By the second day we were far from land and surrounded by nothing but waves and sky. The wind turned against us so we set the main sail and genoa for the port tack and left them there for three days. As the wind increased or decreased, we were reefing or rolling the genoa as needed but we never stopped. It was during these three days that we received a coating of sahara sand.

On the fifth night the wind dropped to zero and we were left bobbing under a full moon. It was six hours before we felt a breath of wind so we packed the sails away and went to sleep – alone, 400 kilometers from the nearest land.

On Christmas Eve the wind returned and blew until ten at night. We baked bread and added cheese, onions and bacon to the dough. The evening meal was delicious and warm out of the oven. This time the wind was gone for ten hours so once again it was a good night for sleeping and a bad night for progress.

On Christmas Day we finally had the chance to try our new Parasailor. While the sail converted the light wind to lots of miles, we cleaned all the ropes of their sand. Afterwards we rewarded ourselves with a homemade pizza with everything on top.

Boxing Day and the next day we once again had the trade winds behind us and the genoa pulling us south. On the second night we met the second ship of the trip and checked on the radio that he had seen us. “Yes. Got you on radar and see your lights.” We watched as a huge oil tanker ghosted past us.

Finally, after eight days, we saw the islands ahead of us through the clouds. You know they will be there but it is still nice when they are where they should be.

It was past midnight by the time we arrived off Mindelo harbour. We had sailed all the way but now stowed the sails and started the motor so that the autopilot could take over while we took the anchor out of a locker and fixed it back on its chain. Then we motored very very slowly in to the harbour. The pilot book warned of wrecks and abandoned, unlit hulks so Heidi was on the bow with a torch as we crawled in to the bay. In seven meters of water we dropped the anchor and, at two o’clock, fell in to bed.

A Parasailor for Christmas

On Christmas Eve while sailing south towards the Cape Verde Islands we were becalmed. Two hundred miles off the coast of Africa the wind dropped completely and left us drifting at half a knot with the current.

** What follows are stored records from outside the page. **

PR #461, opened 2026-01-26
Improve compilation time in standard JSON mode and honor requested output

### LINKED ISSUE #326: Extremely long compilation with `resolc` when lots of files are involved.
### Description 
Compile times with `resolc` are way longer than they are with `solc` on an example project
[Project link - Centrifuge/protocol-v3](https://github.com/centrifuge/protocol-v3/tree/main)

#### standard-json with test and script files
[standard-json.json](https://github.com/user-attachments/files/20373360/standard-json.json)
 - `solc v0.8.28`: 57s
 - `resolc v0.1.0-dev.16 and solc v0.8.28`: 2647s and failed compilation 
     - this is probably related to this issue as the code that causes the compilation error uses public functions [see](https://github.com/paritytech/revive/issues/91)

#### standard-json without test and script files

[standard-json.json](https://github.com/user-attachments/files/20373473/standard-json.json)

 - `solc v0.8.28`: 6s
 - `resolc v0.1.0-dev.16 and solc v0.8.28`: 36s

elle-j:
# Description

Compilation times for resolc were significantly slower than solc when:
* Multiple files were included in the JSON input file via `--standard-json`
* And none of the files requested code generation
* (If only a subset of files requested code generation, both resolc and solc were very slow)

Reason:
* Resolc unconditionally generated bytecode for all contracts, even if not requested.
* When compiling to PolkaVM bytecode, we need to pass additional flags (e.g. `irOptimized`) to solc. If these flags were not explicitly requested, resolc also added these to the requested output since PolkaVM bytecode was always generated.

## Breaking Changes

The following changes are breaking, but fix the semantics to match its intended behavior:

* Compiling with `--standard-json` now compiles to PolkaVM bytecode ***only*** for the contracts explicitly requested in the `outputSelection`.
* Compiling with `--standard-json` now outputs ***only*** the explicitly requested output (e.g. `evm.assembly`, `evm.bytecode`, `ast`, etc.).

```jsonc
// Example:
{
  "settings": {
    // ...
    "outputSelection": {
      "src/common/GasService.sol": {
        // Contracts in this file will generate bytecode.
        // Only these fields of the JSON output selection will be in the `contracts` output.
        "*": ["abi", "evm.methodIdentifiers", "metadata", "evm.bytecode"],
        // Only this field of the JSON output selection will be in the `sources` output.
        "": ["ast"]
      },
      "src/common/Gateway.sol": {
        // No contracts in this file will generate bytecode.
        "*": ["abi", "evm.methodIdentifiers", "metadata"],
        // No `ast` will be in the `sources` output (only the automatically added `id`,
        // similar to solc as this is not a configurable output selection).
        "": []
      },
    }
  }
}
```

## Performance Improvements

When e.g. the standard JSON input file includes multiple files and requests output for every contract as per this setting:

```jsonc
{
  "settings": {
    // ...
    "optimizer": { "enabled": true, "runs": 1 },
    "viaIR": true,
    "outputSelection": {
      "src/common/GasService.sol": {
        "*": ["abi", "evm.methodIdentifiers", "metadata", "evm.bytecode"],
      },
      // Rest of files..
    }
  }
}
```

The differences in compilation times depending on whether `evm.bytecode` is selected in every file, one file, or no files can be seen below:

| Solc Optimizer (runs=1) | ViaIR | Request `abi`, `evm.methodIdentifiers`, `metadata` | Request `evm.bytecode` | resolc before | resolc after | solc v0.8.33      |
|:-----------------------:|:-----:|:---------:|:---------:|:-------------:|:------------:|:----------:|
| ✅                      | ✅    | All files | All files | `~14.5s`     | `~14.5s`    | `~13.5s`  |
| ✅                      | ✅    | All files | One file  | `~14.5s`     | `~450ms`    | `~13.5s`  |
| ✅                      | ✅    | All files | No files  | `~14.5s`     | `~390ms`    | `~350ms`  |

**Observations:**

* `resolc before` is roughly the same no matter the request
  * This is due to unconditionally generating bytecode
* When not requesting bytecode for any contracts:
  * `resolc after` now compiles in ~390ms (vs ~14.5s), similar to `solc`
  * Neither `solc` nor `resolc after` generates bytecode when none of the contracts request it
* When requesting bytecode for all contracts in _only one_ file:
  * `resolc after` now compiles in ~450ms (vs ~14.5s)
  * `solc` still compiles in the same time as when requesting bytecode for all contracts in all files
    * This is something they have tried to improve (see [Solidity#15373](https://github.com/argotorg/solidity/issues/15373) and [Solidity#15615](https://github.com/argotorg/solidity/issues/15615)), and the intended behavior seems to now be that bytecode should only be generated when explicitly requested for each contract.
    * Even though PRs have merged to try to fix it, their issue seems to persist as of v0.8.33.

# Open Questions

* Foundry:
  * [x] Pruning of the AST:
    * Just saw [this past commit](https://github.com/paritytech/revive/pull/385) to not prune the AST for Foundry compatibility.
    * Can Foundry not explicitly request `"": "ast"`?
    * **Answer:**
      * Pruning the AST when not requested should be fine, as long as Foundry explicitly requests it when needed.
      * Will be tested by Foundry maintainer.

# Review Notes

Changes in `docs/` (~25 files) can be skipped as they are automatically updated after adding content to `book/` and rebuilding it.

# Resolved Issues

Closes #326

### DIFF
--- a/crates/solc-json-interface/src/standard_json/input/settings/selection/mod.rs
+++ b/crates/solc-json-interface/src/standard_json/input/settings/selection/mod.rs
@@ -52,11 +52,6 @@ impl PerFileSelection {
         None
     }
 
-    /// Checks whether any of the `flags` is selected in any of the files.
-    pub fn contains_any(&self, flags: &[Flag]) -> bool {
-        self.files.values().any(|file| file.contains_any(flags))
-    }
-
     /// Checks whether this is the empty per file selection.
     pub fn is_empty(&self) -> bool {
         self.files.is_empty()


crates/solc-json-interface/src/standard_json/input/settings/selection/file/flag.rs
```diff
@@ -49,12 +49,53 @@ pub enum Flag {
...
+    }
+
+    /// Whether this selection flag is specific for the solc backend only.
     ///
     /// Specifically, EVM bytecode and related flags should never be requested.
     /// It will be replaced by PVM code anyways.
-    pub fn is_required_for_codegen(&self) -> bool {
-        !matches!(
+    pub fn is_solc_backend(&self) -> bool {
+        matches!(
```
elle-j, line 98: As codegen is no longer unconditionally done, this rename better reflects whether or not something should be passed to solc. This method was called by `retain()` methods deciding what to retain in the output selection before being passed to solc.

crates/solc-json-interface/src/standard_json/input/settings/selection/file/mod.rs
```diff
@@ -62,44 +68,66 @@ impl File {
...
     }
 
-    /// Returns flags that are going to be automatically added by the compiler,
-    /// but were not explicitly requested by the user.
+    /// Returns flags that were not explicitly requested by the user.
     ///
-    /// Afterwards, the flags are used to prune JSON output before returning it.
+    /// These flags are used to prune JSON output before returning it,
+    /// removing any output that was automatically added but not requested.
     pub fn selection_to_prune(&self) -> Self {
```
elle-j, line 75: Previously, this function only added a subset of flags to the selection to prune (the ones automatically added that were needed for codegen, e.g. `irOptimized` etc.). Since bytecode was generated unconditionally, other output fields (e.g. `evm.bytecode`) were still in the output even if it was not requested. This updates the function to add all flags that were not requested to the selection to prune.

.github/workflows/benchmark.yml
```diff
@@ -95,7 +95,7 @@ jobs:
           cargo bench --package resolc --bench compile -- --save-baseline resolc_changes
           cargo bench --package revive-benchmarks --bench parse -- --save-baseline yul_parse_changes
           cargo bench --package revive-benchmarks --bench lower -- --save-baseline yul_lower_changes
-        timeout-minutes: 20
+        timeout-minutes: 30
```
kvpanch: why is this change necessary ?

crates/resolc/benches/compile.rs
```diff
@@ -79,7 +81,7 @@ fn bench_dependency(c: &mut Criterion) {
     let mut group = group(c, "Dependency");
     group
         .sample_size(50)
-        .measurement_time(Duration::from_secs(9));
+        .measurement_time(Duration::from_secs(10));
```
kvpanch, line 84: why is it needed ?

.github/workflows/benchmark.yml
elle-j: Due to adding a benchmark where solc will run longer.

crates/resolc/benches/compile.rs
elle-j: This actual benchmark itself should be unaffected by the changes, but we haven't rerun the benchmarks locally and updated the file for a while. For this run on my machine it now took between 9-10sec to complete the samples, since it's over 9sec, a warning is emitted (suggesting to increase it) when running the benchmarks, so I increased it 👍

crates/solc-json-interface/src/standard_json/output/source.rs
```diff
@@ -20,6 +20,7 @@ pub struct Source {
     /// The source code ID.
     pub id: usize,
     /// The source code AST.
+    #[serde(default, skip_serializing_if = "Option::is_none")]
```
xermicus:
```suggestion
    #[serde(default, skip_serializing_if = "serde_json::Value::is_null")]
```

Alone on the Atlantic, we dropped the sails and went to sleep bobbing on the swell.

On Christmas morning we were woken by a light wind heading our way so we set the genoa and tried sailing with that while we ate breakfast but the wind was much too light and the sail flogged so it was time to finally unpack our christmas present – a Parasailor.

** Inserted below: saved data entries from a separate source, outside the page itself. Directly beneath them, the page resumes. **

PR #466, opened 2026-01-30
llvm 21 musl cross compilation build fixes

xermicus:
The cumulative LLVM21 musl build fixes:
- Update rust-musl-cross and Rust versions
- Bring back `DCOMPILER_RT_DEFAULT_TARGET_ONLY` to prevent multilib related issues in the cross build
- Use lld in the musl target stage
- ~~Do not build the LTO tool shared object (this caused linker errors for some reason)~~ scrapped - that seemed sus to me and I tested in a clean full-stage build. Maybe was an issue with the build cache.

### DIFF
--- a/crates/llvm-builder/src/platforms/aarch64_linux_musl.rs
+++ b/crates/llvm-builder/src/platforms/aarch64_linux_musl.rs
@@ -295,7 +295,6 @@ fn build_target(
                 "-G",
                 "Ninja",
                 "-DBUILD_SHARED_LIBS='Off'",
-                "-DLLVM_TOOL_LTO_BUILD='Off'",
                 "-DLLVM_USE_LINKER='lld'",
                 "-DLINKER_SUPPORTS_COLOR_DIAGNOSTICS=0",
                 format!(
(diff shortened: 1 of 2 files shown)


crates/llvm-builder/src/platforms/aarch64_linux_musl.rs
```diff
@@ -221,6 +221,8 @@ fn build_host(
                 "-DCOMPILER_RT_BUILD_MEMPROF='Off'",
                 "-DCOMPILER_RT_BUILD_ORC='Off'",
                 "-DCOMPILER_RT_DEFAULT_TARGET_ARCH='aarch64'",
+                "-DCOMPILER_RT_DEFAULT_TARGET_ONLY='On'",
```
kvpanch, line 224: Do you have explanation why this works now ? Due to target triple ?
I thought I tried it, but maybe got drown by uncertainty of the issue.

xermicus: Yeah, setting the C compiler target fixed it.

We first came across this downwind sail while in Spain. Stuart, from parasailor.co.uk, was also in Ayamonte and gave us a demonstration of the sail out on the river We were impressed; Shane said it was just what we needed and Stuart agreed to deliver it to the Canary Islands so the next morning we ordered a huge orange and black version.

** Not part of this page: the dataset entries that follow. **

PR #468, opened 2026-02-02
Implement verification of reproducible builds and run differential E2E tests

### LINKED ISSUE #175: Comprehensive differential E2E tests
Differential E2E tests help us ensure ETH compatibility as well as reproducible builds across supported platforms.

A [comprehensive testing framework](https://github.com/paritytech/revive-differential-tests) is currently being developed. We need a CI workflow which uses the harness and executes implemented cases (after all other workflows succeeded) as follows:

The following `resolc` binaries should be tested per platform for reproducible builds:
- Linux MUSL
- MacOS universal
- Windows
- Wasm32 emscripten 

This means the contracts will be compiled and their code hashes collected (the tests itself are only executed on linux).

The following settings must be used to test with linux musl:
- `-O3`
- `-Oz`
- `-O0`

This ensures that all opt levels work fine.

The workflows should be triggered at late stage in the pipeline, after the musl build succeeded and use the musl build to run the tests.

elle-j:
## Description

This adds verification for reproducible builds (via [revive-differential-tests](https://github.com/paritytech/revive-differential-tests) testing framework) by:

1. Compiling [contracts](https://github.com/paritytech/resolc-compiler-tests/tree/main/fixtures/solidity) and generating hashes from each bytecode
    * With the resolc builds:
      * linux musl
      * macos universal
      * windows
      * (future todo: wasm32 emscripten)
    * With optimization levels `0`, `3`, `z` for each contract
2. Exporting the hashes
3. Comparing the hashes
    * For each optimization level:
      * Checks if each hash for a specific contract is identical across the platforms

This PR also runs the differential E2E tests (via `retester`) with the resolc linux musl build.

All of the above only runs if our `test` workflow succeeds.

## Related

This PR initially implemented the above in this repo but has now been implemented into the separate testing framework instead. The most relevant PRs implemented alongside this PR as prerequisites are:

* `revive-differential-tests`:
  * [Generate bytecode hashes included in the report
](https://github.com/paritytech/revive-differential-tests/pull/238)
  * [Fix handling of resolc's optimizer `mode` and allow setting solc optimizer enabled](https://github.com/paritytech/revive-differential-tests/pull/243)
  * [Fix solc and resolc optimization settings](https://github.com/paritytech/revive-differential-tests/pull/253)
  * [Implement a `compile` context/subcommand for standalone compilation mode](https://github.com/paritytech/revive-differential-tests/pull/239)
  * [Implement support for `--mode` CLI argument for `compile`](https://github.com/paritytech/revive-differential-tests/pull/246)
  * [Implement `export-hashes` and `compare-hashes` subcommands for report processor
](https://github.com/paritytech/revive-differential-tests/pull/250)
  * [Implement GH actions for compiling, exporting and comparing hashes](https://github.com/paritytech/revive-differential-tests/pull/251)
  * [Gate zombienet-sdk behind `cfg(unix)` to fix Windows builds](https://github.com/paritytech/revive-differential-tests/pull/254)
  * [Link library-using contracts with dummy addresses for `--compile` command](https://github.com/paritytech/revive-differential-tests/pull/267)
* `revive`:
  * [Build LLVM for Windows using MSVC-compatible Clang](https://github.com/paritytech/revive/pull/497)
  * [Apply LLVM patches for deterministic operand order and correct peephole optimization for `minsize`
](https://github.com/paritytech/revive/pull/500)
* Investigation of comparison mismatches in third-party dependencies:
  * `llvm-project`:
    * [`SelectionDAG` type legalization produces different operand ordering for `i256` multiply across platforms](https://github.com/llvm/llvm-project/issues/190148)
  * `solidity`:
    * [Windows absolute paths in standard JSON break import resolution and library linking](https://github.com/argotorg/solidity/issues/16579)

### Failed compilations

Since [resolc-compiler-tests](https://github.com/paritytech/resolc-compiler-tests) currently includes contracts that are expected to fail resolc compilation (e.g. due to unsupported instructions, contracts that are expected to work with solc for evm/revm), the compilation workflow job is not expected to fail if compilation fails for a contract.

Instead, if a contract compiles with one build but not with another, a hash will be missing and will thereby generate a mismatch when comparing all hashes, failing at the verification step.

## Resolved Issues

Closes [#175](https://github.com/paritytech/revive/issues/175)


.github/workflows/test-builds.yml
```diff
@@ -0,0 +1,177 @@
...
+          hash-artifact-names: "hashes-linux, hashes-macos, hashes-windows"
+          modes: ${{ env.MODES }}
+          upload-artifact-name: hash-comparison-result
+
+  run-differential-tests:
+    needs: build
+    runs-on: ubuntu-24.04
+    timeout-minutes: 60
+    env:
+      POLKADOT_SDK_REF: "30cda2aad8612a10ff729d494acd9d5353294d63"
```
elle-j: Using the same ref as used in the test workflow in revive-differential-tests

.github/assets/revive-dev-node-polkavm-resolc.json
elle-j, line 1: This was the expectations file (expected test execution failures) generated by retester in [this run](https://github.com/paritytech/revive/actions/runs/24132123802/job/70412879350).

Reason for the test execution failure of [`fixtures/solidity/simple/algorithm/cryptography/caesar_cypher.sol::2::Y M0 S-`](https://github.com/paritytech/resolc-compiler-tests/blob/abc15edbeb84cc69e572b413e8527b101a761c6d/fixtures/solidity/simple/algorithm/cryptography/caesar_cypher.sol):

> *"Failed to execute all of the steps on the driver: Failure on step 0: Function call step Failed: Failed to handle function call assertions: Transaction status assertion failed - Expected true but got false. Revert reason: Some(\"ContractTrapped\")"*

.github/workflows/test-builds.yml
```diff
@@ -0,0 +1,192 @@
...
+          upload-artifact-name: hash-comparison-result
+
+  run-differential-tests:
+    needs: build
+    runs-on: parity-large
+    timeout-minutes: 75
+    env:
+      # TODO: Which Polkadot SDK commit do we want to use?
+      # The below one is as of March. 25, 2026.
+      POLKADOT_SDK_REF: "9d8a2fefd2414591c4a243460f3ffc5195a71deb"
```
elle-j: This is a commit from Polkadot SDK `main`. Is there a particular tag we should use instead?

kvpanch: Should this be aligned to what we have in `Cargo.toml` ? I.e. use the one that corresponds to `2507.4.0` ?

also, @xermicus, don't we need to also update this dependency ?

xermicus: Yes we test against the exact same time everywhere

xermicus (commented):
Running differential tests needs build caches for revive dev node and rpc binaries since (--profile production builds take long time to build)

.github/workflows/test-builds.yml
elle-j: Ok I'll update to use the one that's in Cargo.toml

.github/workflows/differential-tests.yml
```diff
@@ -0,0 +1,192 @@
...
+          components: "rust-src"
+          rustflags: ""
+
+      - name: Run Differential E2E Tests
+        uses: ./revive/revive-differential-tests/.github/actions/run-differential-tests
+        with:
+          revive-differential-tests-path: revive/revive-differential-tests
+          polkadot-sdk-path: ./polkadot-sdk
+          cargo-command: "forklift cargo"
+          platform: revive-dev-node-polkavm-resolc
```
elle-j, line 163: > Running differential tests needs build caches for revive dev node and rpc binaries since (--profile production builds take long time to build)

@xermicus, answering your comment ☝️ here:

I'm using [forklift](https://github.com/paritytech/forklift) for caching, which is how the Polkadot SDK also caches. [This](https://forum.parity.io/t/cargo-caching-with-forklift/2181) is an older forum post about it as well. 

You can see the cache being used e.g. in [this run](https://github.com/paritytech/revive/actions/runs/24233869428/job/70753986723).

.github/assets/revive-dev-node-polkavm-resolc.json
elle-j: Update:

This file has now been updated with the failures from [this run](https://github.com/paritytech/revive/actions/runs/24384778406/job/71218189661?pr=468) (using polkadot-sdk sha corresponding to v2603.0.0).

.github/workflows/test-builds.yml
```diff
@@ -0,0 +1,194 @@
+name: Verify Reproducible Builds
+
+on:
+  workflow_call:
+
+env:
+  # The compiler modes to use for compilation by retester.
+  MODES: "Y M0 S+, Y M3 S+, Y Mz S+"
+  SOLC_VERSION: "0.8.33"
```
xermicus:
```suggestion
  SOLC_VERSION: "0.8.34"
```

We usually use the latest supported version on CI

.github/workflows/reusable-build.yml
```diff
@@ -185,8 +249,11 @@ jobs:
           mkdir -p solc
           curl -sSLo solc/soljson.js https://github.com/argotorg/solidity/releases/download/v0.8.34/soljson.js
           node -e "
-          const soljson = require('solc/soljson');
-          const createRevive = require('./target/wasm32-unknown-emscripten/release/resolc.js');
+          // Make sure to require './solc/soljson' and not 'solc/soljson' in order to use
+          // the explicitly downloaded solc, rather than resolving an npm package potentially
```
xermicus, line 303: Did this actually happen?

.github/workflows/reusable-build.yml
```diff
@@ -142,39 +175,70 @@ jobs:
...
       - name: Build
+        if: ${{ steps.cache.outputs.cache-hit != 'true' }}
         run: |
           export LLVM_SYS_211_PREFIX=$PWD/llvm-x86_64-unknown-linux-gnu
           export REVIVE_LLVM_TARGET_PREFIX=$PWD/llvm-wasm32-unknown-emscripten
           source emsdk/emsdk_env.sh
           make install-wasm
           chmod -x ./target/wasm32-unknown-emscripten/release/resolc.wasm
 
+      - name: Compress Artifact
```
xermicus, line 284: Why did this move down below?

.github/workflows/differential-tests.yml
xermicus, line 1: Nit: Can we name this file more accordingly to what it does, e.g. `differential-tests.yml`, we already have a lot of CI files and `test-builds` isn't descriptive enough

.github/workflows/test-builds.yml
```diff
@@ -0,0 +1,194 @@
...
+
+jobs:
+  build:
+    uses: ./.github/workflows/reusable-build.yml
+    with:
+      is_release: false
+      retention_days: 1
+
+  create-macos-universal:
```
xermicus: Grepping for "lip resolc" in .github already reveals 2 search results. Could we factor this part here (job creating the universal mac binary) out and then use it everywhere instead?

.github/workflows/test-builds.yml
```diff
@@ -0,0 +1,194 @@
...
+  compile-and-export-hashes-native:
+    needs: [build, create-macos-universal]
+    strategy:
+      fail-fast: false
+      matrix:
+        include:
+          - platform: linux
+            target: x86_64-unknown-linux-musl
+            runner: ubuntu-24.04
+          - platform: macos
```
xermicus: Looks like this is only run on a single macos platform, if so why is the universal binary needed after all? Is there a chance that the universal binary behaves different?

xermicus (approved):
Good stuff! This is looking much better now, thanks for taking on all that effort!

.github/workflows/reusable-build.yml
elle-j: Yeah this was previously never using the downloaded solc. I detected this after adding the caching of the builds. Before caching, the build step always ran, which invoked `make install-wasm` which invoked `make install-npm` which installed the `solc` npm package defined in [package.json](https://github.com/paritytech/revive/blob/90f4c070abdee086220b0b2e4127b4b0590ae8e3/js/emscripten/package.json#L5).

After adding caching, the build step didn't run on cache hit, so the sanity check failed since it couldn't find the npm package.

.github/workflows/reusable-build.yml
elle-j: I moved it before the sanity check so that the sanity check uses the same location as the upload artifact step uses (in short, so that it uses `require('./resolc-wasm32-unknown-emscripten/resolc.js')` instead of `require('./target/wasm32-unknown-emscripten/release/resolc.js')`).

.github/workflows/test-builds.yml
elle-j: Sounds good!

.github/workflows/test-builds.yml
elle-j: Ah good catch! Never added the `macos-15-intel` runner, but I think it'd be good to include. I'll add that.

Stuart delivered the sail as promised and also flew out from the UK with a bag of goodies to set the sail up for Artemis. Twice he came out with us and drilled us in hoist sail, jibe sail, strike sail, hoist sail, strike sail, … At the end of the second day we both had back ache and sore muscles.

So on Christmas Day it was finally time to hoist and rig the sail with no Stuart. The bad news was we were hundred of miles from anywhere if we needed help. The good news was we had another ten hours of daylight to get everything working and a few hundred miles of open water with no one in the way. To add to the fun there was the typical Atlantic swell rocking the boat and we had to do everything while clipped on to the boat with our safety lines. We tidied away the jib, rigged all the lines, brought the Parasailor on the foredeck, struck the Genoa, hoisted the sail in its sock, opened the snuffer and – were sailing. We only took ninety minutes from “OK let’s do this!” to “Yippee, we are Parasailors!”

In the last nine hours the apparent wind has varied between two and seven knots but we have an average sailing speed of 4.8 knots and no flogging sails. We are both happy with our Christmas present.